Train a random forest and rank by importance:

from sklearn.ensemble import RandomForestClassifier
rf = RandomForestClassifier(n_estimators=100, random_state=42)
rf.fit(X_train, y_train)
importances = pd.Series(rf.feature_importances_, index=X.columns).sort_values(ascending=False)

Step 4: Mutual Information

Non-linear alternative to correlation:

from sklearn.feature_selection import mutual_info_classif
mi = mutual_info_classif(X_train, y_train, random_state=42)
mi_scores = pd.Series(mi, index=X.columns).sort_values(ascending=False)

Label Creation

Labels (targets) define what the model learns to predict.

Binary Classification

forward_return = close.shift(-N) / close - 1
label = (forward_return > threshold).astype(int)  # 1 = up, 0 = not up

Typical thresholds: 1% for 1h bars, 3% for 4h bars, 5% for daily bars.

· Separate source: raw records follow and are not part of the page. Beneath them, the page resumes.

PR #2372, opened 2022-05-06
[testing] Enable nvfuser

davidberard98:
ahead of nvfuser enablement by default, we want to check for failures

### DIFF
--- a/.circleci/unittest/linux/scripts/run_test.sh
+++ b/.circleci/unittest/linux/scripts/run_test.sh
@@ -18,5 +18,5 @@ declare -a args=(
 )
 
 cd test
-pytest "${args[@]}" torchaudio_unittest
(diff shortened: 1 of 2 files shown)


mthrok (commented):
Hi @davidberard98 - Does Windows matter? Windows CI jobs use similar but separate script here. https://github.com/pytorch/audio/blob/main/.circleci/unittest/windows/scripts/run_test.sh#L15

davidberard98:
thanks! we don't expect windows to be much different, but I added it anyway just in case

davidberard98:
To summarize the failures:
- I didn't observe any NVFuser failures
- Many jobs are failing, but they are also failing on other PRs opened around the same time.
- Many CPU jobs began failing, but this is expected because the environment flag PYTORCH_JIT_ENABLE_NVFUSER=1 will attempt to turn on NVFuser, but NVFuser can't be turned on in cpu-only builds.

PR #2373, opened 2022-05-07
Refactor the constructors of pointer wrappers 

mthrok:
This commit refactor the constructor of wrapper classes so that
wrapper classes are only responsible for deallocation of underlying
FFmpeg custom structures.

The responsibility of custom initialization is moved to helper functions.

Context:

FFmpeg API uses bunch of raw pointers, which require dedicated allocater
and deallcoator. In torchaudio we wrap these pointers with
`std::unique_ptr<>` to adopt RAII semantics.

Currently all of the customization logics required for `Streamer` are
handled by the constructor of wrapper class. Like the following;

```
AVFormatContextPtr(
      const std::string& src,
      const std::string& device,
      const std::map<std::string, std::string>& option);
```

This constructor allocates the raw `AVFormatContext*` pointer,
while initializing it with the given option, then it parses the
input media.

As we consider the write/encode features, which require different way
of initializing the `AVFormatContext*`, making it the responsibility
of constructors of `AVFormatContextPtr` reduce the flexibility.

Thus this commit moves the customization to helper factory function.

- `AVFormatContextPtr(...)` -> `get_input_format_context(...)`
- `AVCodecContextPtr(...)` -> `get_decode_context(...)`

### DIFF
--- a/torchaudio/csrc/ffmpeg/decoder.cpp
+++ b/torchaudio/csrc/ffmpeg/decoder.cpp
@@ -11,7 +11,15 @@ Decoder::Decoder(
     const std::string& decoder_name,
     const std::map<std::string, std::string>& decoder_option,
     const torch::Device& device)
-    : pCodecContext(pParam, decoder_name, decoder_option, device) {}
+    : pCodecContext(get_decode_context(pParam->codec_id, decoder_name)) {
+  init_codec_context(
+      pCodecContext,
+      pParam,
+      decoder_name,
+      decoder_option,
+      device,
+      pHWBufferRef);
+}
 
 int Decoder::process_packet(AVPacket* pPacket) {
   return avcodec_send_packet(pCodecContext, pPacket);
--- a/torchaudio/csrc/ffmpeg/decoder.h
+++ b/torchaudio/csrc/ffmpeg/decoder.h
@@ -7,6 +7,7 @@ namespace ffmpeg {
 
 class Decoder {
   AVCodecContextPtr pCodecContext;
+  AVBufferRefPtr pHWBufferRef;
 
  public:
   // Default constructable
--- a/torchaudio/csrc/ffmpeg/ffmpeg.cpp
+++ b/torchaudio/csrc/ffmpeg/ffmpeg.cpp
@@ -62,7 +62,9 @@ std::string join(std::vector<std::string> vars) {
 #define AVINPUT_FORMAT_CONST
 #endif
 
-AVFormatContext* get_format_context(
+} // namespace
+
+AVFormatContextPtr get_input_format_context(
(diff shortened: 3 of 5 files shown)


torchaudio/csrc/ffmpeg/decoder.cpp
```diff
@@ -11,7 +11,15 @@ Decoder::Decoder(
...
-    : pCodecContext(pParam, decoder_name, decoder_option, device) {}
+    : pCodecContext(get_decode_context(pParam->codec_id, decoder_name)) {
+  init_codec_context(
+      pCodecContext,
+      pParam,
+      decoder_name,
+      decoder_option,
+      device,
+      pHWBufferRef);
+}
```
mthrok, line 22: Originally the codec context was initialized inside of `CodecContextPtr` class constructor, now it's done in call site.

torchaudio/csrc/ffmpeg/decoder.h
```diff
@@ -7,6 +7,7 @@ namespace ffmpeg {
 
 class Decoder {
   AVCodecContextPtr pCodecContext;
+  AVBufferRefPtr pHWBufferRef;
```
mthrok, line 10: `AVBufferRefPtr` has been moved out of `AVCodecContextPtr` to call site.

torchaudio/csrc/ffmpeg/ffmpeg.cpp
```diff
@@ -62,7 +62,9 @@ std::string join(std::vector<std::string> vars) {
 #define AVINPUT_FORMAT_CONST
 #endif
 
-AVFormatContext* get_format_context(
```
mthrok, line 65: `get_format_context` is now the factory function used by call site.

torchaudio/csrc/ffmpeg/ffmpeg.cpp
```diff
@@ -83,19 +85,11 @@ AVFormatContext* get_format_context(
...
-    const std::string& src,
-    const std::string& device,
-    const std::map<std::string, std::string>& option)
-    : Wrapper<AVFormatContext, AVFormatContextDeleter>(
-          get_format_context(src, device, option)) {
-  if (avformat_find_stream_info(ptr.get(), NULL) < 0)
-    throw std::runtime_error("Failed to find stream information.");
-}
+AVFormatContextPtr::AVFormatContextPtr(AVFormatContext* p)
+    : Wrapper<AVFormatContext, AVFormatContextDeleter>(p) {}
```
mthrok, line 92: `AVFormatContextPtr` is only responsible for pointer clean-up. The initialization logic has been moved to call site.

hwangjeff (approved):

Issue #2375, opened 2022-05-10
dtype Error on torchaudio.transforms.MVDR


CaA23187:
### 🐛 Describe the bug

the return of torchaudio.transforms.MVDR.forward() should be _return specgram_enhanced.to(dtype)_ rather than _return specgram_enhanced_, which mght cause dtype inconsistency between input and output when the dtype of input specgram is complex64

### Versions

PyTorch version: 1.11.0+cu102
Is debug build: False
CUDA used to build PyTorch: 10.2
ROCM used to build PyTorch: N/A

OS: Ubuntu 20.04.4 LTS (x86_64)
GCC version: (Ubuntu 9.3.0-17ubuntu1~20.04) 9.3.0
Clang version: Could not collect
CMake version: version 3.22.2
Libc version: glibc-2.31

Python version: 3.9.7 (default, Sep 16 2021, 13:09:58)  [GCC 7.5.0] (64-bit runtime)
Python platform: Linux-5.13.0-30-generic-x86_64-with-glibc2.31
Is CUDA available: True
CUDA runtime version: 10.1.243
GPU models and configuration: 
GPU 0: NVIDIA GeForce RTX 2080 Ti
GPU 1: NVIDIA GeForce RTX 2080 Ti
GPU 2: NVIDIA GeForce RTX 2080 Ti
GPU 3: NVIDIA GeForce RTX 2080 Ti

Nvidia driver version: 510.47.03
cuDNN version: Could not collect
HIP runtime version: N/A
MIOpen runtime version: N/A
Is XNNPACK available: True

Versions of relevant libraries:
[pip3] mypy-extensions==0.4.3
[pip3] numpy==1.22.3
[pip3] numpydoc==1.1.0
[pip3] torch==1.11.0
[pip3] torch-tb-profiler==0.3.1
[pip3] torchaudio==0.11.0
[pip3] torchvision==0.12.0
[conda] blas                      1.0                         mkl  
[conda] mkl                       2021.4.0           h06a4308_640  
[conda] mkl-service               2.4.0            py39h7f8727e_0  
[conda] mkl_fft                   1.3.1            py39hd3c417c_0  
[conda] mkl_random                1.2.2            py39h51133e4_0  
[conda] mypy_extensions           0.4.3            py39h06a4308_0  
[conda] numpy                     1.22.3                   pypi_0    pypi
[conda] numpydoc                  1.1.0              pyhd3eb1b0_1  
[...]

PR #2376, opened 2022-05-10
Fix return dtype in MVDR module

nateanl:
Address #2375 
The MVDR module internally transforms the dtype of complex tensors to `torch.complex128` for computation and transforms it back to the original dtype before returning the Tensor. However, it didn't convert back successfully due to `specgram_enhanced.to(dtype)`, which should be `specgram_enhanced = specgram_enhanced.to(dtype)`. Fix it to make the output dtype consistent with original input.

### DIFF
--- a/test/torchaudio_unittest/transforms/transforms_test_impl.py
+++ b/test/torchaudio_unittest/transforms/transforms_test_impl.py
@@ -131,3 +131,28 @@ class TransformsTestBase(TestBaseMixin):
             psd_np = psd_numpy(spectrogram.detach().numpy(), mask, multi_mask)
         psd = transform(spectrogram, mask)
         self.assertEqual(psd, psd_np, atol=1e-5, rtol=1e-5)
+
+    @parameterized.expand(
+        [
+            param("ref_channel", True, torch.complex64),
+            param("ref_channel", False, torch.complex128),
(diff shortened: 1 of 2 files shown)


hwangjeff (approved):

mthrok (commented):
Can we have corresponding tests?

mthrok (approved):
Looks good. BTW can we move the implementation of MVDR into dedicated file, such as `torchaudio/transforms/_mvdr.py`?

mthrok:
> > Looks good. BTW can we move the implementation of MVDR into dedicated file, such as torchaudio/transforms/_mvdr.py?
> 
> Sure, I prefer using `_beamforming.py` or `_multi_channel.py` as there are other beamforming methods liks `GEV` or `WPD`, and other multi-channel methods like `WPE`, `IPD`, etc.
> 
> Or you mean for this specific `MVDR` module for deprecation purpose?

What I meant was to put all the multi channel transforms to dedicated script. 
`_transforms.py` is getting huge, but IIUC, multi-channel transforms are not logically connected to the rest of transforms.
Putting them in dedicated file should yield better [decoupling](https://en.wikipedia.org/wiki/Coupling_(computer_programming)).
 You can pick the name of the file, as long as it represents the module well.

Multi-Class Classification

label = pd.cut(forward_return,
               bins=[-np.inf, -threshold, threshold, np.inf],
               labels=[0, 1, 2])  # 0=down, 1=flat, 2=up

Regression

target = forward_return  # Predict exact return magnitude

Binary classification is recommended for initial models — it's simpler and more robust to noise.

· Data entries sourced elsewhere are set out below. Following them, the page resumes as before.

PR #2382, opened 2022-05-11
Move multi-channel modules to a separate file

nateanl:
The modules include:
- PSD
- MVDR
- RTFMVDR
- SoudenMVDR


mthrok (approved):
The following method does not use `self`, so putting them outside of `MVDR` class would make the `MVDR` implementation lean and easier to follow.

- `MVDR._get_steering_vector_evd`
- `MVDR._get_steering_vector_power`
- `MVDR._apply_beamforming_vector`
- `MVDR._tik_reg`

nateanl:
> The following method does not use self, so putting them outside of MVDR class would make the MVDR implementation lean and easier to follow.
MVDR._get_steering_vector_evd
MVDR._get_steering_vector_power
MVDR._apply_beamforming_vector
MVDR._tik_reg

Yes, after this PR is merged, I will replace those methods with the ones in `functional`.

PR #3333, opened 2023-05-15
Fix for breadcrumbs displaying "Old version (stable)" on Nightly build

carljparker:
Previously, `breadcrumbs.html` identified a nightly build version by the prefix "Nightly" which would normally be prepended to the version in `conf.py`. However, the version string is coming through without the "Nightly" prefix, so this change causes `breadcrumbs.html` to key on the substring "dev" instead.

The reason we aren't getting "Nightly" is apparently because the environment variable BUILD_VERSION is available, so `conf.py` is using the value of that env var instead of the version string imported from the `torchaudio` module itself, which actually appears to be incorrect; see below.

If I install torchaudio using

    conda install torchaudio -c pytorch-nightly

then `torchaudio.__version__` returns the incorrect version string:

    2.0.0.dev20230309

### DIFF
--- a/docs/source/_templates/breadcrumbs.html
+++ b/docs/source/_templates/breadcrumbs.html
@@ -42,7 +42,7 @@
           <li><a href="{{ doc.link|e }}">{{ doc.title }}</a> &gt;</li>
         {% endfor %}
       <li>{{ title }} &gt;</li>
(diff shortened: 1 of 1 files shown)


mthrok (approved):
Looks good. Thanks!

PR #3356, opened 2023-05-22
[audio] add CTC forced alignment API tutorial to torchaudio

xiaohui-zhang:
Summary: move the forced aligner tutorial to torchaudio, with some formatting changes

Differential Revision: D46060238

### DIFF
--- a/docs/source/index.rst
+++ b/docs/source/index.rst
@@ -67,6 +67,7 @@ model implementations and application components.
    tutorials/asr_inference_with_ctc_decoder_tutorial
    tutorials/online_asr_tutorial
    tutorials/device_asr
+   tutorials/ctc_forced_alignment_api_tutorial
    tutorials/forced_alignment_tutorial
    tutorials/tacotron2_pipeline_tutorial
    tutorials/mvdr_tutorial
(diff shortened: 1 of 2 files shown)


docs/source/index.rst
```diff
@@ -40,6 +40,7 @@ model implementations and application components.
    :hidden:
 
    tutorials/audio_io_tutorial
+   tutorials/ctc_forced_alignment_api_tutorial
```
mthrok, line 43: Can you move it to Pipeline tutorial next to the existing FA tutorial, so that they are close together? Technically this tutorial might not be about pipeline, but the topic is more about FA task, so I think it's more appropriate there.

examples/tutorials/ctc_forced_aligment_api_tutorial.py
```diff
@@ -0,0 +1,683 @@
+"""
+CTC forced alignment API tutorial
+=================================
+
+**Author**: `Xiaohui Zhang <xiaohuizhang@meta.com>`__
+
+(Thanks to `Vineel Pratap <vineelkpratap@meta.com>`__ and `Zhaoheng
+Ni <zni@meta.com>`__ for working on the forced aligner API, and `Moto
+Hira <moto@meta.com>`__ for providing alignment visualization
```
mthrok, line 9: Can we put the acknowledgment at the bottom? Or can we just mention that this tutorial was brought with the help of those people?

Tutorials are for readers and for the readers, this is not really information that they want to see first.

examples/tutorials/ctc_forced_aligment_api_tutorial.py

Integration with Other Skills

  • pandas-ta
    : Compute technical indicators that become features
  • birdeye-api
    : Fetch OHLCV and trade data for feature computation
  • helius-api
    : Fetch on-chain data for holder/whale features
  • signal-classification
    : Use engineered features as model inputs
  • regime-detection
    : Regime labels as features or for regime-conditional models
  • ohlcv-processing
    : Clean and resample raw data before feature computation

Files

References

  • references/feature_catalog.md
    — Complete catalog of ~40 features with formulas, lookbacks, stationarity status, and interpretation notes
  • references/pitfalls.md
    — Common mistakes in trading feature engineering: lookahead bias, overfitting, survivorship bias, data snooping, non-stationarity

Scripts

  • scripts/build_features.py
    — Compute 25+ features from OHLCV data with stationarity testing and quality reporting. Supports demo mode with synthetic data or live data via Birdeye API.
  • scripts/feature_importance.py
    — Rank features by predictive power using tree-based importance and permutation importance. Identifies redundant features via correlation analysis.